Ojokoh, an executive board member of the TWAS Young Affiliates Network (TYAN), is an expert in intelligent information filtering, retrieval and extraction, with further application of these to web mining, the process that allows discovery of specific patterns in an apparently random set of data from the web.  

As an example of AI and data management in agriculture, Ojokoh cited a project involving Nigeria and Benin, for which she is seeking funds. "Production from subsistence agriculture is currently at the mercy of factors like weather conditions, particularly rainfall, pest activities, and soil quality," she explained. Since climate change affects the duration and quantity of rain and also impacts pest patterns, one way out for farmers would be developing strategies to adapt to these changes.

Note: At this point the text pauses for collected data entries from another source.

PR #5222, opened 2026-03-03
Fix MatchesString::match ignoring pos parameter (#5154)

pepone:
Backport from 53967012fe

### DIFF
--- a/cpp/src/Glacier2/ProxyVerifier.cpp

"Our research will use big data to find out where these diverse challenges are most felt by farmers," she said, "with the purpose of helping farmers to learn what they should expect from placing a farmland in one location rather than in another." And she concluded: "With proper reading of huge amount of data, we could even advise policy makers and help them devise better plans."

Mimicking nature

To move in real-world environments, we need robots able to promptly adapt to changes and to move with an energetically efficient strategy, as natural organisms do. Laura Margheri works for the Bioinspired Soft Robotics research line at the Istituto Italiano di Tecnologia (IIT), where nature is taken as the main source of inspiration for the design of innovative robotic technologies.

"Living systems have acquired experience during evolution while adapting to changing conditions, and in robotics we can use this experience as a guide for our research," she said. The octopus for example, has been taken as animal model for the novel field of soft robotics – a robotics based on soft, adaptable, materials.

"The octopus is fascinating from both an engineering and neuroscientific point of view, because it shows an amazingly large repertoire of behaviours thanks to its soft body and arms. Its arms have a variable stiffness, can elongate, exert high forces, and grasp and manipulate objects and prey with exquisite precision. It has become therefore a major paradigm for the design of soft technologies and soft-bodied arms and robots, able to better adapt to the environment and be more safe during interactions."  

Under the coordination of Barbara Mazzolai, the team of Bioinspired Soft Robotics looks also at the plant kingdom as a new model for adaptable self-growing robots. Indeed, plants can resist unpredictable forces – such as wind, waves, or falling debris; they can perceive external conditions and consequently adapt and move their structure by growing. Plantoid robots, with artificial roots that grow to explore the soil, could be applied to support agricultural activities and help in monitoring environmental contamination, helping farmers to monitor field conditions and crops with more precision.  

Opportunities at the door

Whether it's seen as an opportunity or a sorcerer's tool, AI cannot be neglected – it's already embedded in our world. "Today we are on the verge of a Fourth Industrial Revolution, with a number of opportunities that we should not refuse," maintained Buarque.

Besides that he is also a visiting professor at the University of Johannesburg, South Africa. As such, he has engaged with Marwala in a productive collaboration that has produced, among others, a book for children on AI, also co-authored by Nicky Roberts: "Artificial intelligence and learning."

"More than 2,000 years have passed for the first three revolutions to occur, and only one generation between the third and the fourth," he noted. "If we do not pay attention to what is going on now, computers will invert the roles. Tools are alive and we will be the tasks."

As Buarque pointed out, even positive applications such as face recognition to fight criminality, and automation in assembly lines and in traffic management, need to be carefully used. "In a future scenario when AI is massively used without the appropriate ethical considerations, it very well can be dangerous to our society and undermine democracy," he said. "However, I'd like to see it positively as a continuation of our evolution or development. For that it is up to us to decide which direction we are taking with this powerful, revolutionary kind of tool."